Exercise directions: When the word "cleanups" shows up in a line of the data below, copy that whole line.

***** Source material

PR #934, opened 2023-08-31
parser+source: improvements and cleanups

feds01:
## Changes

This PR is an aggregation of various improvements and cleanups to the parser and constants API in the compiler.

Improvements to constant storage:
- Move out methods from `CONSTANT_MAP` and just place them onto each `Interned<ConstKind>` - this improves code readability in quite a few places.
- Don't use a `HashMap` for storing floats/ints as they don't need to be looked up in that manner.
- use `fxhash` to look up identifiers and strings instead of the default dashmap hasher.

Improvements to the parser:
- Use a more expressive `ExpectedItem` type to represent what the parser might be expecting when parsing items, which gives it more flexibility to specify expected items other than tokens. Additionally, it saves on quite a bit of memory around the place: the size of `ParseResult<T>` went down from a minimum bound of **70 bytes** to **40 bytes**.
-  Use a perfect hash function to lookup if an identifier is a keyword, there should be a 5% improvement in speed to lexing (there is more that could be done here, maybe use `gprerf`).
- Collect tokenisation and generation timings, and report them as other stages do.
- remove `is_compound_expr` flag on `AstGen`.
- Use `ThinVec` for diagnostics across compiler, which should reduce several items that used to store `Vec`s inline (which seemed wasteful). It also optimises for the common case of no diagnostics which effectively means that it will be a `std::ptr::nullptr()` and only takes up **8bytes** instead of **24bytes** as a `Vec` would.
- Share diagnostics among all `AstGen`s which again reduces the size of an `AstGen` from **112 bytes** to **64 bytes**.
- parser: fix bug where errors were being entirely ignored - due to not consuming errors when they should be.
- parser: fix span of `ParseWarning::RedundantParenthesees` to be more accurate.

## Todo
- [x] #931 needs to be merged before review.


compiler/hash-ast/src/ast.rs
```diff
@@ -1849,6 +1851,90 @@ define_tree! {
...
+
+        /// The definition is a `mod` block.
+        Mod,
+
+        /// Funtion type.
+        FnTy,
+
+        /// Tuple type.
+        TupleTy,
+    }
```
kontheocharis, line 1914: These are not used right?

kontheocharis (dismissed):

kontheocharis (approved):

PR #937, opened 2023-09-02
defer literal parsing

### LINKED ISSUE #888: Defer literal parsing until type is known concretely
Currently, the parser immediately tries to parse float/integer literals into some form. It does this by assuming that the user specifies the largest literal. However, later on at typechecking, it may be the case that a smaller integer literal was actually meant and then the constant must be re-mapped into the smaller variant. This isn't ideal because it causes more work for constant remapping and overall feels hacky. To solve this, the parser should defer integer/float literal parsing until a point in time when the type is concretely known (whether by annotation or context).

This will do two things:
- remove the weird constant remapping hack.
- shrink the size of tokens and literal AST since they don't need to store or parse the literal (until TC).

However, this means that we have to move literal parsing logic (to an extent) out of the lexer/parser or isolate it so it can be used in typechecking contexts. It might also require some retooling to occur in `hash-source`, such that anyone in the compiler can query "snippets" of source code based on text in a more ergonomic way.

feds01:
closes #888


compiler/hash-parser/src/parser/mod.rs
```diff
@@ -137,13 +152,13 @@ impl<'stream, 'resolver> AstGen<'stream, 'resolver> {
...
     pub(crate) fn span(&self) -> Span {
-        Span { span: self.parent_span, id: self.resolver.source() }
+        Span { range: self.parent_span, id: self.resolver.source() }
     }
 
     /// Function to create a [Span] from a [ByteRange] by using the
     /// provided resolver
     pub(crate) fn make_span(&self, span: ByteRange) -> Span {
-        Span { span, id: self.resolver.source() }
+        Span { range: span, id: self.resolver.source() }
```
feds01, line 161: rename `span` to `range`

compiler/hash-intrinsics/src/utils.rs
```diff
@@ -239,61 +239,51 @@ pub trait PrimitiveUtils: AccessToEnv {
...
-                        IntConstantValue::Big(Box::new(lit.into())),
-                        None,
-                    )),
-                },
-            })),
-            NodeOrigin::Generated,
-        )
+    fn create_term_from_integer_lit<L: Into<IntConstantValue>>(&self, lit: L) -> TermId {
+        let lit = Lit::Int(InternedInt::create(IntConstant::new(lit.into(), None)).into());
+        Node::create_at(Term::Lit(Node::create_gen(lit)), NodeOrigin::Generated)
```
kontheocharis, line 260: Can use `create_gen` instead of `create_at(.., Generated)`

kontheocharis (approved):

**********

Solution to this problem:
parser+source: improvements and cleanups
This PR is an aggregation of various improvements and cleanups to the parser and constants API in the compiler.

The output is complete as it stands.